Each run produces one or more dataset items. A successful scrape yields at least one record like:

{
"url": "https://example.com/about",
"title": "About Us – Example Company",
"scrapedAt": "2025-06-02T14:35:12.345Z",
"persons": [
{
"name": "Gabriel Ziegler",
"position": "Geschäftsführer",
"email": "info@zieglerhaustechnik.ch",
"phone": "+41 78 966 88 41",
"pageUrl": "https://example.com/about"
},
{
"name": "Anna Meier",
"position": "Marketing Manager",
"email": "anna.meier@example.com",
"pageUrl": "https://example.com/about"
}
],
"generalContact": {
"emails": [
"info@zieglerhaustechnik.ch",
"kontakt@example.com"
],
"phones": [
"+41 44 123 45 67"
],
"generalEmails": [
"info@zieglerhaustechnik.ch"
]
}
}

If an error occurs, you might see:

{
"url": "https://invalid-url.test",
"error": "getaddrinfo ENOTFOUND invalid-url.test",
"scrapedAt": "2025-06-02T14:35:12.345Z"
}

Each field is guaranteed to exist, and fields like persons or generalContact.emails may be empty arrays if nothing is found.

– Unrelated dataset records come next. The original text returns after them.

PR #2340, opened 2026-05-20
SY-4199: Arc Select Update Part 2 -  Inline Stage/Sequence Bodies

sy-nico:
# Issue Pull Request

## Linear Issue

[SY-4199](https://linear.app/synnax/issue/SY-4199/arc-select-updates)

## Description

Adds support for inline (anonymous) `stage { ... }` and `sequence { ... }` bodies as routing-table case bodies in Arc, enabling parallel or sequential actions.

```arc
sensor -> decide{low=30.0, high=80.0} -> {
    vent: stage { 1 -> vent_cmd, "vent" -> log },
    press: sequence {
        1 -> press_cmd
        0 -> press_cmd
        wait{2s} => next
    },
    abort: abort_handler
}
```

**Behavior**

- **Anonymous only.** `yes: stage foo { ... }` is a compile error. Inline bodies cannot be referenced by name from sibling flows.
- **No auto-advance on completion.** Firing and completing an inline routing case body does not advance the enclosing sequence to its next stage. This is consistent with the named-scope form (`high: alarm`) and is verified by a regression test.
- **Cross-stage navigation works.** An inline body can transition to a peer top-level stage as its terminal write, e.g. `true: stage { time.wait{1s} -> following_stage }`. The synth scope's transition resolves through the same activation pathway as a hand-written `=> following_stage`.
- **`next` is rejected inside inline bodies at any depth.** Because synth scopes are root-level siblings rather than children of the enclosing sequence, there is no `next` target to resolve to. The analyzer rejects `=> next` whether it appears in a top-level inline, a doubly-nested inline, or deeper.
- **Arbitrary N-level nesting.** Inline routing tables may appear inside other inline routing tables. Each level activates in the same scheduler cycle, one stratum past its activator (verified through 4-level chain tests).
- **Mixed inline + named entries.** A routing table may freely mix inline bodies and named scope references in the same dispatch.

**Implementation**

Inline bodies are desugared into synthesized root-level sibling scopes during declaration collection, then activated through the existing transition pathway used by named scope references. This replaces the previous approach, which carried inline bodies through every pipeline stage as a special case.

- `ArcParser.g4`: `routingEntry` now also accepts `stageDeclaration` and `sequenceDeclaration` alternatives.
- `analyzer/sequence`: `CollectDeclarations` runs a single AST walk that registers each inline body as a synth scope under its lexically enclosing scope, with an auto-generated `__inline_N` name. Named inlines emit a diagnostic. A second pass, `AnalyzeSynthInlines`, runs after the top-level analyze loop so bodies can resolve forward references to peer top-level scopes.
- `text/analyze`: a single branch in `analyzeOutputRoutingTable` dispatches inline entries by emitting a `transitionIntent{activateKey: synth.Name}` against the source output. Synth scopes emit as additional `Root.Strata[0]` members through the unchanged `Analyze` / `analyzeStage` paths, and the existing activation-binding loop handles the rest.
- `stratifier`: an activation-dep rule keeps inline synth scopes at stratum 0 when activated by a non-inline scope (so their bodies pre-walk for cross-scope marks in the same cycle), but enforces the dep when one inline activates another (so nested inlines walk after their outer activator). Supports arbitrary N-level nesting.

## Basic Readiness

<h3>Greptile Summary</h3>

This PR replaces the previous per-pipeline-stage special-casing of inline `stage`/`sequence` bodies with a clean desugar-then-reuse approach: a single AST walk in `desugarInlineDecls` registers each anonymous body as a synthesized `__inline_N` root-level sibling scope, and the existing activation/stratifier machinery handles the rest.

- `ArcParser.g4` adds `stageDeclaration` and `sequenceDeclaration` as `flowNode` alternatives; `sequence.go` adds `desugarInlineDecls`, `registerInlineBody` (with named-inline rejection), and the post-pass `AnalyzeSynthInlines`.
- `text/analyze.go` adds `collectSynthByAST`, `processInlineBody`, `analyzeInlineBody`, and fixes the previously-flagged spurious auto-wire by setting `p.transitionEmitted = true` unconditionally in `processRoutingTable`; `bindActivations` is made recursive to reach inline scopes nested inside flow-step and stage scopes.
- All five previously-flagged review issues (auto-wire spurious transition, missing nil guard, name-rejection guard, top-level-stage registration, nested-sequence registration in `collectTopLevelStage`) are addressed in this iteration.

The inline-body desugar pass, IR-lowering path, and activation-binding loop all look correct for the cases exercised by the extensive new test suite; the five previously-flagged issues are addressed.

The implementation is large and touches the compiler's collect, semantic-analysis, IR-lowering, and stratifier layers simultaneously. The recursive `bindActivations` walk is new and critical — it must visit every nesting depth of inline scopes; the test suite exercises 4-level chains, which gives reasonable confidence. A small diagnostic style nit (plural kind name) is the only remaining finding.

arc/go/text/analyze.go (recursive `bindActivations` and `processInlineBody` scope wiring) and arc/go/analyzer/sequence/sequence.go (`desugarInlineDecls` walk correctness for all nesting combinations) warrant the most attention on final review.

| Filename | Overview |
|----------|----------|
| arc/go/text/analyze.go | Main IR-lowering changes: `collectSynthByAST`, `processInlineBody`, `analyzeInlineBody`, `addInlineMembers`, `inlineBoundaryBlocksNext`; fixes previously-flagged spurious auto-wire by setting `p.transitionEmitted = true` in `processRoutingTable`; adds recursive `bindActivations` to stamp activations onto nested inline scopes. |
| arc/go/analyzer/sequence/sequence.go | Adds `desugarInlineDecls` (AST walk registering all inline bodies as synth scopes), `registerInlineBody` (registers + rejects named inlines), `AnalyzeSynthInlines` (post-pass semantic analysis), and adds inline-routing support to `collectTopLevelStage`; fixes previously-flagged missing registrations. |
| arc/go/ir/ir.go | Adds the `InlinePrefix = "__inline_"` constant used to mark synthesized inline-body scopes throughout the compiler pipeline. |
| arc/go/parser/ArcParser.g4 | Adds `stageDeclaration` and `sequenceDeclaration` alternatives to the `flowNode` rule so inline anonymous bodies are valid routing-entry targets in the grammar. |
| arc/go/sequence_test.go | Extensive new runtime harness tests covering: anonymous stage/sequence inline dispatch, named-gated activation, no-auto-advance regression, `next`-rejection, nested inline routing tables (4-level chains), and cross-scope terminal transitions. |
| arc/go/text/text_test.go | Adds IR-lowering golden-path tests for inline stage/sequence bodies, including mixed inline+named entries and named-inline rejection diagnostics. |
| integration/tests/arc/inline_bodies.py | Consolidates the deleted `inline_sequence_in_stage.py` and `inline_stage_in_sequence.py` into a single integration test file covering both directions. |
| arc/go/analyzer/flow/flow.go | Minor: updates the comment in `analyzeNode` to acknowledge inline stage/sequence declarations as valid flow nodes deferred to sequence analysis. |

</details>

<h3>Flowchart</h3>

```mermaid
flowchart TD
    A["CollectDeclarations\n(sequence.go)"] --> B["collectTopLevelStage /\ncollectSequenceDecl\n— registers named scopes"]
    A --> C["desugarInlineDecls\n— AST walk, registers\n__inline_N synth scopes"]
    C --> D["registerInlineBody\n— rejects named inlines\n— adds synth to parent scope"]

    E["analyzeDeclarations\n(analyzer.go)"] --> F["AnalyzeTopLevelStage /\nAnalyze\n— semantic pass on named scopes"]
    E --> G["AnalyzeSynthInlines\n— semantic pass on synth scopes\n(runs after top-level loop)"]

    H["Analyze / text/analyze.go"] --> I["collectSynthByAST\n— builds AST→synth map"]
    H --> J["analyzeFlow → analyzeFlowNode\n— detects inline flowNode"]
    J --> K["analyzeInlineBody\n— looks up synth via synthByAST map\n— calls processInlineBody"]
    K --> L["processInlineBody\n— lowers inline body to IR\n— returns ir.Scope (Gated)\n— accumulates inlineNodes/Edges"]
    L --> M["transitionIntent\n{activateKey, suppressExit:true}"]
    M --> N["applyTransitionIntent\n— registerActivation(synth.Name, handle)\n— NO exit transition (suppressExit)"]
    J --> O["processRoutingTable\n— sets transitionEmitted=true\n— prevents spurious autoWire"]
    H --> P["bindActivations (recursive)\n— stamps Activation handle\nonto inline ir.Scope"]
```

1. `arc/go/analyzer/sequence/sequence.go`, line 184-205 ([link](https://github.com/synnaxlabs/synnax/blob/6d7baff856cec06a3d6c21cae4ac5988627f031e/arc/go/analyzer/sequence/sequence.go#L184-L205)) 

   <a href="#">P1</a> **Top-level stage inline routing bodies are never registered**

   `collectTopLevelStage` registers the stage itself but, unlike `collectStageDecl`, never calls `collectInlineRoutingDecls` for the flow statements in its body. If a user writes a top-level stage with an inline case body — valid syntax after the grammar change — the inline's scope is never added to the symbol table. In the semantic pass, `analyzeInlineRoutingBodies` runs but `GetChildByParserRule` silently falls back to the wrong scope. In the IR-lowering pass, `findInlineScopeByAST` returns `nil` and `emitInlineRoutingDispatch` emits `"internal: inline declaration scope not found"`, aborting compilation with a misleading internal error for otherwise valid code.

   The fix mirrors what `collectStageDecl` already does: iterate over the top-level stage's body items and call `collectInlineRoutingDecls` for each `FlowStatement`.

2. `arc/go/parser/ArcParser.g4`, line 497-501 ([link](https://github.com/synnaxlabs/synnax/blob/6d7baff856cec06a3d6c21cae4ac5988627f031e/arc/go/parser/ArcParser.g4#L497-L501)) 

   <a href="#">P2</a> **Promised name-rejection guard is not implemented**

   The grammar comment states "the analyzer rejects any provided name to keep them strictly anonymous and one-shot," but neither `collectInlineRoutingDecls` nor `analyzeInlineRoutingBodies` in `sequence.go` contain any such check. A user can write `yes: stage my_step { ... }` and `my_step` is silently registered in the enclosing stage's scope, making it referenceable (via `=> my_step`) from other flows within the same stage — contrary to the stated design intent of strict anonymity. A check should be added in `analyzeInlineRoutingBodies` to emit a diagnostic if the inline stage or sequence carries an `IDENTIFIER`.

3. `arc/go/text/analyze.go`, line 1323-1346 ([link](https://github.com/synnaxlabs/synnax/blob/94e6508d5cc1c32600eaa202e3839e3168cc0823/arc/go/text/analyze.go#L1323-L1346)) 

   <a href="#">P1</a> **Spurious auto-wire transition when inline-only routing table is in a sequence body**

   When a flow statement in a sequence body ends in a routing table whose entries are *all* inline (`stage`/`sequence`), `analyzeOutputRoutingTable` returns zero nodes (it calls `continue` for each inline entry). That means `nodes` only contains the pre-table nodes (e.g., `flag_read`, `gate`). Because `transitionEmitted` is never set by `processRoutingTable`, the guard `!transitionEmitted && len(nodes) > 0` is `true`, so `autoWireTransition` fires on `firstOutputParam(gate.Outputs)` — the same handle already claimed by `emitInlineRoutingDispatch`. The sequence frame ends up with two transitions on the same output handle: one dispatching to the inline peer step and one advancing (or exiting) the sequence, causing both to fire simultaneously at runtime.

   The fix is to mark `transitionEmitted = true` in `processRoutingTable` when at least one inline entry is present, so `analyzeSequence` skips the auto-wire. This path is only reachable when inline routing appears **directly** in a sequence body (not inside a stage body, where `analyzeStage` already discards `transitionEmitted`).
</details>

<sub>Reviews (12): Last reviewed commit: ["SY-4199: Consolidate and optimize tests"](https://github.com/synnaxlabs/synnax/commit/b6379f700361925a214bb8089e5d85f20e746ea6) | [Re-trigger Greptile](https://app.greptile.com/api/retrigger?id=32958973)</sub>


emilbon99 (changes requested):
In the example you have in your description where does `next` go to? Take this example:

```
 sequence main {
      stage hold {
          pressure -> threshold{} -> {
              critical: sequence { 
                   1 -> alarm; 
                   wait{500ms}
                   1 -> shutdown 
               }
          }
      }
  }
```

In this example if we enter `critical` the sequence will end and then park here, not go back to hold. If we add support for anonymous sequences/select stages in routing tables, then why isn't this allowed? Technically a direct flow node with no routing table is just a routing table with only one case (wired to the default output).

```
valve_cmd -> sequence {
      1 -> vlv_1_cmd
      wait{500ms}
      0 -> vlv_1-cmd
}
```

This is currently a syntax error right? 

I'm fine with what you're going after here, I just think you haven't thought about this from a consistent language design perspective.

sy-nico:
@emilbon99 , I've definitely thought about this. See [this slack thread](https://synnaxlabs.slack.com/archives/C09AT1QJEF3/p1779250343514429) that didn't get any responses.


The existing behavior also doesn't take into account for stage transitions. Given that the stages are inline, unless there is an explicit `next` or stage transition, this PR keeps the same behavior.

```
sequence main_1 {
    stage first_stage {
        "first_stage" -> log_ch
    }
    stage second_stage {
        "second_stage" -> log_ch
    }
}

sequence main_2 {
    stage first_stage {
        1 -> select{} -> {
            true: "critical" -> log_ch,
            false: "stable" -> log_ch,
        }   
    }
    stage second_stage {
        "second_stage" -> log_ch
    }
}
```

For that reason, I didn't want to add implicit stage navigation after a select statement where it didn't exist before. That being said, I have been thinking about resolving this by enabling the following behavior:

image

Development and local testing

  1. Clone or pull the Actor

    apify pull <ActorId>
    cd <ActorDirectory>
  2. Install dependencies

    $npm install
  3. Run locally

    $npx apify run

    You will be prompted to provide the url in the INPUT.json file (edit it or pass via CLI).

  4. Inspect output After completion, check apify_storage/datasets/default/*.json for scraped records.